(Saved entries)

▼

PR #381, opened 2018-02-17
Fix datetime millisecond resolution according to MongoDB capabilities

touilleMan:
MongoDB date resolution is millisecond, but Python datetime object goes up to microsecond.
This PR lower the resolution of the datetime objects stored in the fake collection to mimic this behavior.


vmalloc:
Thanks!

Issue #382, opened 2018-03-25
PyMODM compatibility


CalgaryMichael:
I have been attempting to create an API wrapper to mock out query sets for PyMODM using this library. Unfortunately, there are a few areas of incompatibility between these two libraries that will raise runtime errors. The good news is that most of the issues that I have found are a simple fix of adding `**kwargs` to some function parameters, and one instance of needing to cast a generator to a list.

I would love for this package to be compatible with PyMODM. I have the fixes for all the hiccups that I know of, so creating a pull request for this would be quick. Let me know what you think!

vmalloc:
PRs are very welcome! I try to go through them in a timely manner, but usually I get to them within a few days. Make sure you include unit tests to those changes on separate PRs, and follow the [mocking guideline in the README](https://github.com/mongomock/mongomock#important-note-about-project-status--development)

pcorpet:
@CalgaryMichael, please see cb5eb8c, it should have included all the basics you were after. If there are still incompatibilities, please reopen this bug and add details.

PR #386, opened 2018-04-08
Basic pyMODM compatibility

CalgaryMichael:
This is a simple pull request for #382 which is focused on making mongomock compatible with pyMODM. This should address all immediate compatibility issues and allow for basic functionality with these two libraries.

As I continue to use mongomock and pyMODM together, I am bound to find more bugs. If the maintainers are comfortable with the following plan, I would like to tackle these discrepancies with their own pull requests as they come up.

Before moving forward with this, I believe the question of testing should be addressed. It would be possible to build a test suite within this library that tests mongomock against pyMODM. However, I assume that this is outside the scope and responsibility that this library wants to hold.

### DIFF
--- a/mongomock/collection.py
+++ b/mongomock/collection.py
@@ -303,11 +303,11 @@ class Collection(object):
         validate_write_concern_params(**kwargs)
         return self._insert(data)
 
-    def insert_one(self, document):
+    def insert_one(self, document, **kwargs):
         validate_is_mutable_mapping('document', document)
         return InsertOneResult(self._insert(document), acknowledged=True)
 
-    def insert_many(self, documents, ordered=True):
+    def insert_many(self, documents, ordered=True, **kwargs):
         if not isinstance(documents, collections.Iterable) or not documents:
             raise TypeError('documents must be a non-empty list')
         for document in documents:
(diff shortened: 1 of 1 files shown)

▲
▼

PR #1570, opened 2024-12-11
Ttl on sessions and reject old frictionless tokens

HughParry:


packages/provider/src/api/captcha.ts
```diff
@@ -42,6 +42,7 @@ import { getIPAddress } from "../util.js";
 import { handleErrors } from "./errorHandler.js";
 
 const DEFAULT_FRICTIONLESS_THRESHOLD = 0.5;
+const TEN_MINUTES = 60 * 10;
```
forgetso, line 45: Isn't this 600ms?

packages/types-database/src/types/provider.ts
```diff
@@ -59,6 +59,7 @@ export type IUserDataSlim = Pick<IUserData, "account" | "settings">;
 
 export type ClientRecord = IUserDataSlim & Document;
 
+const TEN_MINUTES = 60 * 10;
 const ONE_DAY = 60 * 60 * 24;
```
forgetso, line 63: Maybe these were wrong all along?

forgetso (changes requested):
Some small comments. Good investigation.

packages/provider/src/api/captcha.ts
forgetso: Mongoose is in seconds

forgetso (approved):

▲
▼

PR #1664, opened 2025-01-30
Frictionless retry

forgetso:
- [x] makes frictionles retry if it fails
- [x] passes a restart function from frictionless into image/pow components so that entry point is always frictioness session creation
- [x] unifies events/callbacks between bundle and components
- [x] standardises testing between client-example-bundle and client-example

▲

WHAT IS BEING ASKED:
Above are the lines; repeat exactly the ones from the line containing "Before moving forward" down to the line containing "(diff shortened: 1 of 1 files shown)", both inclusive.

SOLUTION:
Before moving forward with this, I believe the question of testing should be addressed. It would be possible to build a test suite within this library that tests mongomock against pyMODM. However, I assume that this is outside the scope and responsibility that this library wants to hold.

### DIFF
--- a/mongomock/collection.py
+++ b/mongomock/collection.py
@@ -303,11 +303,11 @@ class Collection(object):
         validate_write_concern_params(**kwargs)
         return self._insert(data)
 
-    def insert_one(self, document):
+    def insert_one(self, document, **kwargs):
         validate_is_mutable_mapping('document', document)
         return InsertOneResult(self._insert(document), acknowledged=True)
 
-    def insert_many(self, documents, ordered=True):
+    def insert_many(self, documents, ordered=True, **kwargs):
         if not isinstance(documents, collections.Iterable) or not documents:
             raise TypeError('documents must be a non-empty list')
         for document in documents:
(diff shortened: 1 of 1 files shown)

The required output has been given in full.